§ **TASK TO COMPLETE**
Review the material and extract every line in which the word "have" occurs.

§ **TASK MATERIAL**
:::

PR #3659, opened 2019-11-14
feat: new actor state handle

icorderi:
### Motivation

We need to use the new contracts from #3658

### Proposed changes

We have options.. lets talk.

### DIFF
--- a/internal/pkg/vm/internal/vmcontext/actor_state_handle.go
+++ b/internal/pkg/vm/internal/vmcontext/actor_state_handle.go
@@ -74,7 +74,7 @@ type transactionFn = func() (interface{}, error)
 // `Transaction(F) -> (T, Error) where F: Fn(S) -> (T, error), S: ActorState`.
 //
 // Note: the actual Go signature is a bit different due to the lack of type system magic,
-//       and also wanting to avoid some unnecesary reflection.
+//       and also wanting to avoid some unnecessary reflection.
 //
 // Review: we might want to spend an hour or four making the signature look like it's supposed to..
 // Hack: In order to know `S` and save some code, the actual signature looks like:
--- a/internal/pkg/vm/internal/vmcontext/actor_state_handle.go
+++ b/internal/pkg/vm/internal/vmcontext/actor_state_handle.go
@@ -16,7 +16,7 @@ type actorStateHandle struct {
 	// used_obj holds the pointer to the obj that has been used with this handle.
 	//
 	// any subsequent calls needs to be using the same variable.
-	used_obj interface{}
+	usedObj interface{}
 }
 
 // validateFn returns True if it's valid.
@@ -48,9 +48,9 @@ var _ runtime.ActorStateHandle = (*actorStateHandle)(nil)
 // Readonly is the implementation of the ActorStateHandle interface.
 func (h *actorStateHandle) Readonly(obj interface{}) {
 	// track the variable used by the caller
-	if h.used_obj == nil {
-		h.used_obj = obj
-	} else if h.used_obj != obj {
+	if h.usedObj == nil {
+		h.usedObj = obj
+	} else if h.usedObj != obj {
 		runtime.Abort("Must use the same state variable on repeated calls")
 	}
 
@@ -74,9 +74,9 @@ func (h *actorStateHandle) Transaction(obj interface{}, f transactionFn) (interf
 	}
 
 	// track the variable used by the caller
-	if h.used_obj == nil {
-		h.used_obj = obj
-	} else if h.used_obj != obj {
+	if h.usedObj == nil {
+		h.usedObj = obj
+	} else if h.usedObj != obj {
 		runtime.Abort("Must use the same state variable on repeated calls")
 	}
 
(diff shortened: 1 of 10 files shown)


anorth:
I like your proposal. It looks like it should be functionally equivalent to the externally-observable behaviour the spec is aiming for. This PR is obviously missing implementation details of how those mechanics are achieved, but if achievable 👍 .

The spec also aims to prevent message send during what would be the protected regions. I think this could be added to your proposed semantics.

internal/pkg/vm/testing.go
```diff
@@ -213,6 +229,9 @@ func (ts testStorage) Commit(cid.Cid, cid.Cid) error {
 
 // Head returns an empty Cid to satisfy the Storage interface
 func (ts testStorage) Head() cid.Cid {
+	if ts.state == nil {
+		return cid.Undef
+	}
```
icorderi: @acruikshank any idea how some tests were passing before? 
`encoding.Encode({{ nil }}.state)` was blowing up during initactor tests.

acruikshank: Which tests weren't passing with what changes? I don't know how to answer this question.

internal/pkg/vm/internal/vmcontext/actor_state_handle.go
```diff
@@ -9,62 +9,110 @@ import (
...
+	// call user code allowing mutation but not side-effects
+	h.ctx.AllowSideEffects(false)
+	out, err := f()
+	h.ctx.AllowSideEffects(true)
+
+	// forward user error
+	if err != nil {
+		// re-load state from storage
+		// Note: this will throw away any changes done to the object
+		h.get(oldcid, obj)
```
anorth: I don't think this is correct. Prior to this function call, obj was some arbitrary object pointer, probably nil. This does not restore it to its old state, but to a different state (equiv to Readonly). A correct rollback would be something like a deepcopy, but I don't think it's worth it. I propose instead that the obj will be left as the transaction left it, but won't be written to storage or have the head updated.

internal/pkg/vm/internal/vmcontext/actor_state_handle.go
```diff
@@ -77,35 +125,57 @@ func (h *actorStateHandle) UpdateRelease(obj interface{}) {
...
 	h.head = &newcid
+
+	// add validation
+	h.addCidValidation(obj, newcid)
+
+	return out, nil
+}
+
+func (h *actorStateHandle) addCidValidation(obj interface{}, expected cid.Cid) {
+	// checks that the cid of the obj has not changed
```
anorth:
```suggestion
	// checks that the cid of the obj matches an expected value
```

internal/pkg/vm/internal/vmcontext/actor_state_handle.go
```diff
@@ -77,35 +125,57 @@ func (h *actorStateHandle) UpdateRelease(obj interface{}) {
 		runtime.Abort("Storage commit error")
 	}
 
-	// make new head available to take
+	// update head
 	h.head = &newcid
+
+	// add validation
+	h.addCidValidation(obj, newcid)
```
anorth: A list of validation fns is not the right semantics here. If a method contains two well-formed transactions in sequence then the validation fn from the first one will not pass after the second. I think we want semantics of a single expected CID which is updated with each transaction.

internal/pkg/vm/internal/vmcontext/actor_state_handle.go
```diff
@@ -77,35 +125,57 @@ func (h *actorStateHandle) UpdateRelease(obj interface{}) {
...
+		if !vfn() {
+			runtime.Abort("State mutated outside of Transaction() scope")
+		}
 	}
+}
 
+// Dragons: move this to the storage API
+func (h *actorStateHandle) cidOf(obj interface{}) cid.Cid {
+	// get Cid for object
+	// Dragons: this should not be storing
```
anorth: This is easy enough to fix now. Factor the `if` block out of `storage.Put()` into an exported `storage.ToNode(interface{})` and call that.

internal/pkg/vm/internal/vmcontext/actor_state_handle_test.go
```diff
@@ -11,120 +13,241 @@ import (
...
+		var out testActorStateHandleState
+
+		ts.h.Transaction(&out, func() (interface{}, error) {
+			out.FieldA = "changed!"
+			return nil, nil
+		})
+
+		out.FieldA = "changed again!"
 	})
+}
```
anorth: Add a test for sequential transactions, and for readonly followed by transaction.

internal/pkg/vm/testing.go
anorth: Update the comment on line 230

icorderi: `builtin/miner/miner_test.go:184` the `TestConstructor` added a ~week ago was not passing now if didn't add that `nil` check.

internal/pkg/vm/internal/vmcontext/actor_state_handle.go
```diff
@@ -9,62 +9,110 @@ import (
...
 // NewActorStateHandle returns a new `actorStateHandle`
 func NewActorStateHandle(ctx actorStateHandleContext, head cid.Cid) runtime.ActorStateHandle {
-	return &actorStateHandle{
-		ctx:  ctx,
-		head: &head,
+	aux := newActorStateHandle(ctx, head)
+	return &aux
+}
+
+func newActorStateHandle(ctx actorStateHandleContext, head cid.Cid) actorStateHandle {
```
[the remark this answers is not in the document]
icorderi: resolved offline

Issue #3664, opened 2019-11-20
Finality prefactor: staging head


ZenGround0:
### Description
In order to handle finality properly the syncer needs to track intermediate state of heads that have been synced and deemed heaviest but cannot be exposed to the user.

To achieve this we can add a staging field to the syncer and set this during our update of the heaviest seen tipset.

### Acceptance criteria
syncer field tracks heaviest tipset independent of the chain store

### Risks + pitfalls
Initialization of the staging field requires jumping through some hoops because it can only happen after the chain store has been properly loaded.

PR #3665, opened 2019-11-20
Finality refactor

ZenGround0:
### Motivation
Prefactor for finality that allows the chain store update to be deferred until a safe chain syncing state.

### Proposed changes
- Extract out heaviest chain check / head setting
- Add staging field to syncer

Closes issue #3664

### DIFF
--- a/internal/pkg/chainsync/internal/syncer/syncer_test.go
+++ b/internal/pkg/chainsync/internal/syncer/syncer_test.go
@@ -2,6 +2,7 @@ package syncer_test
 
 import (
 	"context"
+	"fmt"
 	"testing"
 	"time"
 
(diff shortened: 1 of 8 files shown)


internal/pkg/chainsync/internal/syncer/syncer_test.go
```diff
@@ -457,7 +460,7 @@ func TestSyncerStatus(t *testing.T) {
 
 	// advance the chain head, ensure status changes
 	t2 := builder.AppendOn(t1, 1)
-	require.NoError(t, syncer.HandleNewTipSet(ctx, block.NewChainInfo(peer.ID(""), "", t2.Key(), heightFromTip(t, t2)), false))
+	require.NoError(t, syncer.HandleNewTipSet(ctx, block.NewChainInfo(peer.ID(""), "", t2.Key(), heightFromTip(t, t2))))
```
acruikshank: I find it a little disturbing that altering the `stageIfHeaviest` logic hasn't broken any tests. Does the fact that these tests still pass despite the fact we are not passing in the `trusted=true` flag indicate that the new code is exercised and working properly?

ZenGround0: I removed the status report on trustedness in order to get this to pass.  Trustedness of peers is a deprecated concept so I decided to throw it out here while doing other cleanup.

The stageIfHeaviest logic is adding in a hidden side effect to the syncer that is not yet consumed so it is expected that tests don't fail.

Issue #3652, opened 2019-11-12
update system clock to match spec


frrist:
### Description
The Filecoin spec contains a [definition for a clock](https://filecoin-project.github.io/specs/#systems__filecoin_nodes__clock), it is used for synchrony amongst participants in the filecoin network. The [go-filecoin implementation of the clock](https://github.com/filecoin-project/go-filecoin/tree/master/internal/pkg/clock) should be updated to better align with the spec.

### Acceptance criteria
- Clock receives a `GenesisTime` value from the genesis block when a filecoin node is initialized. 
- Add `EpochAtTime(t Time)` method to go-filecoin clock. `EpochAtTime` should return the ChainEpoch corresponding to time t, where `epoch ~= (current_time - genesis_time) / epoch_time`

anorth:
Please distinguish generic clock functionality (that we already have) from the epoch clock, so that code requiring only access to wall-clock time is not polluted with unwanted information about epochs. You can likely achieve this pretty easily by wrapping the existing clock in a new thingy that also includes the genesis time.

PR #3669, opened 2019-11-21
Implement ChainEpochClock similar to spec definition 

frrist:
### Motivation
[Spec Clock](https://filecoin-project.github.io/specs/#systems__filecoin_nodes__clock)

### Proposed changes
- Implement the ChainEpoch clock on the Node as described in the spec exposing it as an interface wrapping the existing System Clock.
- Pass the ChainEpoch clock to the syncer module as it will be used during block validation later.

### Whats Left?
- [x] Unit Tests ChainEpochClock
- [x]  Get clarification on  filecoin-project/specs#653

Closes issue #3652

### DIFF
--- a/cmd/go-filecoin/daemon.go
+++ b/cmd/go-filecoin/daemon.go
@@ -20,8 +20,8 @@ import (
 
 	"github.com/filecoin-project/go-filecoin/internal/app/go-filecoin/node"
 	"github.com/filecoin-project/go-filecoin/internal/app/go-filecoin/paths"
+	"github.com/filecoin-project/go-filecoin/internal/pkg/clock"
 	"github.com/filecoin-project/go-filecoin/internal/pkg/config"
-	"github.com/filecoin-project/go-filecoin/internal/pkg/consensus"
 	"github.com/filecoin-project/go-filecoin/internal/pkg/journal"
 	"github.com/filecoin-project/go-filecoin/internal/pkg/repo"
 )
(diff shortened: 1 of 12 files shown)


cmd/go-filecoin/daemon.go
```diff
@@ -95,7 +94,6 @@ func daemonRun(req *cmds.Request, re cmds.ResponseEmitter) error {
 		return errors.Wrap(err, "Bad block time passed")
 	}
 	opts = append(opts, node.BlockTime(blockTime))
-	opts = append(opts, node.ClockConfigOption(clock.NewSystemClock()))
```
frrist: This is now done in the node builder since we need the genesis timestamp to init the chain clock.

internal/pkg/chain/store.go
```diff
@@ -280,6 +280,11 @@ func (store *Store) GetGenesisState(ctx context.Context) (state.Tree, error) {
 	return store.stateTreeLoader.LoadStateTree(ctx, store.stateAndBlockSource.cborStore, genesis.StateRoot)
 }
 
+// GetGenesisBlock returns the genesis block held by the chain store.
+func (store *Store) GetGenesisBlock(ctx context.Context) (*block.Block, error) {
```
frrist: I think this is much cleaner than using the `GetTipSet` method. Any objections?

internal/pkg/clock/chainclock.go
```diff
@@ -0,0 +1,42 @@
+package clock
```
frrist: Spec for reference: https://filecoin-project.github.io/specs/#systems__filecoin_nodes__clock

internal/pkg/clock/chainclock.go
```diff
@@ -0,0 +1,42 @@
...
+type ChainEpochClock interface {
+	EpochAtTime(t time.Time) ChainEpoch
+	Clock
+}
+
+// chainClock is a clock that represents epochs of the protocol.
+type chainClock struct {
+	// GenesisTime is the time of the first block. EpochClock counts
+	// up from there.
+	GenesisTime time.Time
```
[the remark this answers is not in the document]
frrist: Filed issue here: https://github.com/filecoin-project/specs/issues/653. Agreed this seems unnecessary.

:::

§ **THE ANSWER**
We have options.. lets talk.
anorth: I don't think this is correct. Prior to this function call, obj was some arbitrary object pointer, probably nil. This does not restore it to its old state, but to a different state (equiv to Readonly). A correct rollback would be something like a deepcopy, but I don't think it's worth it. I propose instead that the obj will be left as the transaction left it, but won't be written to storage or have the head updated.
In order to handle finality properly the syncer needs to track intermediate state of heads that have been synced and deemed heaviest but cannot be exposed to the user.
Please distinguish generic clock functionality (that we already have) from the epoch clock, so that code requiring only access to wall-clock time is not polluted with unwanted information about epochs. You can likely achieve this pretty easily by wrapping the existing clock in a new thingy that also includes the genesis time.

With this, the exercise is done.